Your task = The full listing, from first line to last, should be set down again exactly.

Content starts

PR #6033, opened 2022-09-02
parse newlines before guards in scala

brandonspark:
**What:**
We currently fail to parse Scala programs which contain newlines before the guard of generator expressions.

**Why:**
This breaks some use cases. For instance, we cannot parse:
```
for {
  x <- 3
  if b 
} yield 3
```

**How:**
I just added a thing which, irregardless of if there is a newline or space, checks beyond it to see if the next token is an `if`. If so, then it enters the `guard` loop.

**Test plan:**
`make test`

PR checklist:

### DIFF
--- a/semgrep-core/src/analyzing/Constant_propagation.ml
+++ b/semgrep-core/src/analyzing/Constant_propagation.ml
@@ -530,7 +530,6 @@ let add_special_constants env lang prog =
                logger#trace "adding special terraform constant for %s" (fst id);
                add_constant_env id (terraform_sid, Lit literal) env
            | _ -> ())
-  else ()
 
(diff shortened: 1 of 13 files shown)


aryx (changes requested):
Need to fix the segfault. Too dangerous to merge without understanding why there is a segfault.

aryx:
Did you manage to fix the segfault issue?

aryx:
or to know where did it come from?

aryx:
need to merge again to resolve the conflict

aryx:
I've fixed the CI error in the pfff PR. You should be able to use the latest pfff now and it should work.

PR #6037, opened 2022-09-02
chore: delete deepexprstmt generic test

brandonspark:
**What:**
The `deep_exprstmt.generic` test is wrong, it says that there should be findings, and there are not. This borks the cheatsheet regenerating script, which expects findings. Also, it doesn't really make sense to do a deep expr-stmt thing on a Generic file.

**Why:**
We should fix this so we don't have wrong tests, and also so we can regenerate the cheatsheet.

**How:**
I deleted the file.

PR checklist:


aryx:
Why this has become an issue? How old is this file? What broke?

aryx (approved):

aryx:
Those tests were maybe not even run?

brandonspark:
> Those tests were maybe not even run?

Yes, these tests were not run. The suite of tests which goes through and finds tests with their associated `.sgrep` files seems to not visit the `POLYGLOT` folder, so these tests are not automatically run (though they are checked by the cheatsheet script).

aryx:
The POLYGLOT directory is used by the testsuite. It's to factorize .sgrep file that are the same with different languages.
For example when we see a tests/java/foo.java test file, we look for tests/java/foo.sgrep for the pattern, but if it's not there we look for tests/POLYGLOT/foo.sgrep.

PR #5981, opened 2022-08-25
refactor: combine two POST requests to upload findings and ignores into one POST request

pangngan:
Previously, the CLI would send two POST requests to the APP: one to upload regular and any experimental findings and another to upload ignored findings. However, as the findings can be sent in one POST request body, we decided that it was unnecessary to have two separate POST requests to send over the information. This PR combines the two POST requests to upload findings and ignores into POST request and updates the test snapshots accordingly.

Content ends

Expected answer =
PR #6033, opened 2022-09-02
parse newlines before guards in scala

brandonspark:
**What:**
We currently fail to parse Scala programs which contain newlines before the guard of generator expressions.

**Why:**
This breaks some use cases. For instance, we cannot parse:
```
for {
  x <- 3
  if b 
} yield 3
```

**How:**
I just added a thing which, irregardless of if there is a newline or space, checks beyond it to see if the next token is an `if`. If so, then it enters the `guard` loop.

**Test plan:**
`make test`

PR checklist:

### DIFF
--- a/semgrep-core/src/analyzing/Constant_propagation.ml
+++ b/semgrep-core/src/analyzing/Constant_propagation.ml
@@ -530,7 +530,6 @@ let add_special_constants env lang prog =
                logger#trace "adding special terraform constant for %s" (fst id);
                add_constant_env id (terraform_sid, Lit literal) env
            | _ -> ())
-  else ()
 
(diff shortened: 1 of 13 files shown)


aryx (changes requested):
Need to fix the segfault. Too dangerous to merge without understanding why there is a segfault.

aryx:
Did you manage to fix the segfault issue?

aryx:
or to know where did it come from?

aryx:
need to merge again to resolve the conflict

aryx:
I've fixed the CI error in the pfff PR. You should be able to use the latest pfff now and it should work.

PR #6037, opened 2022-09-02
chore: delete deepexprstmt generic test

brandonspark:
**What:**
The `deep_exprstmt.generic` test is wrong, it says that there should be findings, and there are not. This borks the cheatsheet regenerating script, which expects findings. Also, it doesn't really make sense to do a deep expr-stmt thing on a Generic file.

**Why:**
We should fix this so we don't have wrong tests, and also so we can regenerate the cheatsheet.

**How:**
I deleted the file.

PR checklist:


aryx:
Why this has become an issue? How old is this file? What broke?

aryx (approved):

aryx:
Those tests were maybe not even run?

brandonspark:
> Those tests were maybe not even run?

Yes, these tests were not run. The suite of tests which goes through and finds tests with their associated `.sgrep` files seems to not visit the `POLYGLOT` folder, so these tests are not automatically run (though they are checked by the cheatsheet script).

aryx:
The POLYGLOT directory is used by the testsuite. It's to factorize .sgrep file that are the same with different languages.
For example when we see a tests/java/foo.java test file, we look for tests/java/foo.sgrep for the pattern, but if it's not there we look for tests/POLYGLOT/foo.sgrep.

PR #5981, opened 2022-08-25
refactor: combine two POST requests to upload findings and ignores into one POST request

pangngan:
Previously, the CLI would send two POST requests to the APP: one to upload regular and any experimental findings and another to upload ignored findings. However, as the findings can be sent in one POST request body, we decided that it was unnecessary to have two separate POST requests to send over the information. This PR combines the two POST requests to upload findings and ignores into POST request and updates the test snapshots accordingly.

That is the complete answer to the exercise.